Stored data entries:
================================

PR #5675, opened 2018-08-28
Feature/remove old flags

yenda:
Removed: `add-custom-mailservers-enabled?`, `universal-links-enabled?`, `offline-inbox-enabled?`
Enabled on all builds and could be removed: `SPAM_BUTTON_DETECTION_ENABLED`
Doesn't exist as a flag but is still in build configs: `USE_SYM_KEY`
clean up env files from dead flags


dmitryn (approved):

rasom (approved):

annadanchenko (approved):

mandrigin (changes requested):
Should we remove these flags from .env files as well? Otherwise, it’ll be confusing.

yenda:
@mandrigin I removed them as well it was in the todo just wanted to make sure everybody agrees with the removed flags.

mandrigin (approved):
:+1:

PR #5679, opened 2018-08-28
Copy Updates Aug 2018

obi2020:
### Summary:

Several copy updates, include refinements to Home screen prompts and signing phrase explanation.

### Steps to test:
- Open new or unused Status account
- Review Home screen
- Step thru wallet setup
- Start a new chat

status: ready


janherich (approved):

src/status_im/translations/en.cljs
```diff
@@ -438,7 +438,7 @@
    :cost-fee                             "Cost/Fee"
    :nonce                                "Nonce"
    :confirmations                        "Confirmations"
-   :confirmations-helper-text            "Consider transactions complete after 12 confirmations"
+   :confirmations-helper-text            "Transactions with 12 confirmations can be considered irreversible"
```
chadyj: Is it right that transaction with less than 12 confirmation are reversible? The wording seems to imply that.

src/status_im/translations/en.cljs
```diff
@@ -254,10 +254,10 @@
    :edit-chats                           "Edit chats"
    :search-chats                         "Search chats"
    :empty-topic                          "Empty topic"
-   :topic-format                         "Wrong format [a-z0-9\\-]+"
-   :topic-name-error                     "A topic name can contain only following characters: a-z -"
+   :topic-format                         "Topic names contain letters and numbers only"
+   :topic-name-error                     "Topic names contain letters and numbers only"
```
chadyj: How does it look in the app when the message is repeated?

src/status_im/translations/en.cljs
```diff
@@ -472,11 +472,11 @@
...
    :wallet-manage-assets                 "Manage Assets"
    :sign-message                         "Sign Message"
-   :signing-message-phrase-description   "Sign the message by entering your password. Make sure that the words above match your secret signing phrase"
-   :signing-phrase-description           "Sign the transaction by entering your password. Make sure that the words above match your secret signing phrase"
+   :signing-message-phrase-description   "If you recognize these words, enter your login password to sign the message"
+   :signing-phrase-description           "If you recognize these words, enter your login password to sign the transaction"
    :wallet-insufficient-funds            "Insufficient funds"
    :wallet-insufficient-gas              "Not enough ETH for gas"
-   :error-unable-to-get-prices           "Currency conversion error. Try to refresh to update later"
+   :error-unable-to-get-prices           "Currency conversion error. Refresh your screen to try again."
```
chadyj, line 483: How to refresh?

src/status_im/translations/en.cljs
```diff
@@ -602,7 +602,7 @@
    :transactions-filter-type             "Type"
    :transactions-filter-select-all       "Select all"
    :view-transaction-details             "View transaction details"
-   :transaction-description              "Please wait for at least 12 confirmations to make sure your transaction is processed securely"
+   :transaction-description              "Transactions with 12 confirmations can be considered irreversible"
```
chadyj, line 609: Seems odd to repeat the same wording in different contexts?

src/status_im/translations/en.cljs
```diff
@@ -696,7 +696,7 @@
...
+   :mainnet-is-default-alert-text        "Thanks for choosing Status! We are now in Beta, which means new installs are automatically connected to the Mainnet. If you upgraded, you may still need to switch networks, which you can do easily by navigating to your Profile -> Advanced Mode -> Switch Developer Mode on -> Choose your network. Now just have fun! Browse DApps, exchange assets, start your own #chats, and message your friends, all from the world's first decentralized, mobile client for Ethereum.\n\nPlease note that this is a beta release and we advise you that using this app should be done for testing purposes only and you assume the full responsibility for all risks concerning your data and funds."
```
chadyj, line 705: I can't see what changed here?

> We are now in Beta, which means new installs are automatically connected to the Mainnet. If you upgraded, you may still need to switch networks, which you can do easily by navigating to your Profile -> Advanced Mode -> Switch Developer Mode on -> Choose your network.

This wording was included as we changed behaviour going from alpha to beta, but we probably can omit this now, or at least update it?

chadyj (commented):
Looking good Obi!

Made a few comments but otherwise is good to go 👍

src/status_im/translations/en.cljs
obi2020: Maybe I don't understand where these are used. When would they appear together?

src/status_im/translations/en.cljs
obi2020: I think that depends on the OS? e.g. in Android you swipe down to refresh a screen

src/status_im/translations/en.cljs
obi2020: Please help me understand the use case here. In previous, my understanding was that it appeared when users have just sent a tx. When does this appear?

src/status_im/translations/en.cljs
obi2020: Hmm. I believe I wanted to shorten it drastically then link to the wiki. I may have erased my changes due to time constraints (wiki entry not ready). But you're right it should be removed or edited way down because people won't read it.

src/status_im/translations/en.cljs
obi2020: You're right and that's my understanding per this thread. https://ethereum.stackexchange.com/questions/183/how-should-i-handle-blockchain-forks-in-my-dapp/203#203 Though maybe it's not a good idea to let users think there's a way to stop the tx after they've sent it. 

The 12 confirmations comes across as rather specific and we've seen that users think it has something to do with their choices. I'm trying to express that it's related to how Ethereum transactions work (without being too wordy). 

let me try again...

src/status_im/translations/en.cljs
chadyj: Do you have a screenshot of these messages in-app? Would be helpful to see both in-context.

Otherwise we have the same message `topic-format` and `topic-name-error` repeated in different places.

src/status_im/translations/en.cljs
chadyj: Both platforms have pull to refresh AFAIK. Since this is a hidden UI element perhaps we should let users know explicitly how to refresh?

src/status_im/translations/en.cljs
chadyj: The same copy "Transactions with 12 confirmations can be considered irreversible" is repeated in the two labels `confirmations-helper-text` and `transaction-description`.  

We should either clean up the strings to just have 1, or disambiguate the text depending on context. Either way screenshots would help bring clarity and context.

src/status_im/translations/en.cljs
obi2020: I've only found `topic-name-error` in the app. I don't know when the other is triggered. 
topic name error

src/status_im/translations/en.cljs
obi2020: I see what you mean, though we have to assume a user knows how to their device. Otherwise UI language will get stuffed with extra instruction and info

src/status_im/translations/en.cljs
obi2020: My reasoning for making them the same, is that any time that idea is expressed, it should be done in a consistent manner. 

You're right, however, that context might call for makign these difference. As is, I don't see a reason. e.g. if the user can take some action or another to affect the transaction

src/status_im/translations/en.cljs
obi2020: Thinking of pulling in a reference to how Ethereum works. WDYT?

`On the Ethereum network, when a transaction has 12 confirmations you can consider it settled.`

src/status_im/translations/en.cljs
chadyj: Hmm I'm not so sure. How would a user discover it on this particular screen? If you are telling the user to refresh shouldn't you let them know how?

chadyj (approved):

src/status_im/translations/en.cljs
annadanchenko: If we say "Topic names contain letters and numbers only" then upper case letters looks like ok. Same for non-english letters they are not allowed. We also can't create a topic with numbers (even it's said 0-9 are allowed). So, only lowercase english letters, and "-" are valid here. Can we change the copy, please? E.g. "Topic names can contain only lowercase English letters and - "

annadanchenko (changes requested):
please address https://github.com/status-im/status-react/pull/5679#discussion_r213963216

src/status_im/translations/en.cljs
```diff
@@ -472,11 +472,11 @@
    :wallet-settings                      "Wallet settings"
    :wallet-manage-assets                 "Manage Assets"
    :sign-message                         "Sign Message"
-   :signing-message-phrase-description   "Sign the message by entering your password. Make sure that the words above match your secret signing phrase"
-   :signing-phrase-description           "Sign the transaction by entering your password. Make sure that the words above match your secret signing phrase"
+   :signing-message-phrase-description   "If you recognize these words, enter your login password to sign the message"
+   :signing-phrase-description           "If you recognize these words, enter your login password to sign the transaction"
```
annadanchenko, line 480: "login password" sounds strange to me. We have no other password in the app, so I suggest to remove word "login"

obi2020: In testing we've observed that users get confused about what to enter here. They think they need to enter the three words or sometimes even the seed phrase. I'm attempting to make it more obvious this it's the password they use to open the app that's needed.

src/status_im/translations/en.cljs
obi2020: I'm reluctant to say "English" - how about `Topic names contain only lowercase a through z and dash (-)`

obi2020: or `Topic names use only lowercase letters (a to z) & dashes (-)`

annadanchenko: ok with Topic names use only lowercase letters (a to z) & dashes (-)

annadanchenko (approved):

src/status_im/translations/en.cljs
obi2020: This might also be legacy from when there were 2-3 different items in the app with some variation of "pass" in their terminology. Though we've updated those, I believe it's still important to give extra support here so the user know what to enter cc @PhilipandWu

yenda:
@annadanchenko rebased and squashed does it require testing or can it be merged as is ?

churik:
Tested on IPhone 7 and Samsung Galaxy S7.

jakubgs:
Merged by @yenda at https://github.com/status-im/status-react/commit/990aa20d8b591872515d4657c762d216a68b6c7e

================================

**Problem to work on**
Return a copy of each line in the records above that has "react" in it.

**Exercise answer**
please address https://github.com/status-im/status-react/pull/5679#discussion_r213963216
Merged by @yenda at https://github.com/status-im/status-react/commit/990aa20d8b591872515d4657c762d216a68b6c7e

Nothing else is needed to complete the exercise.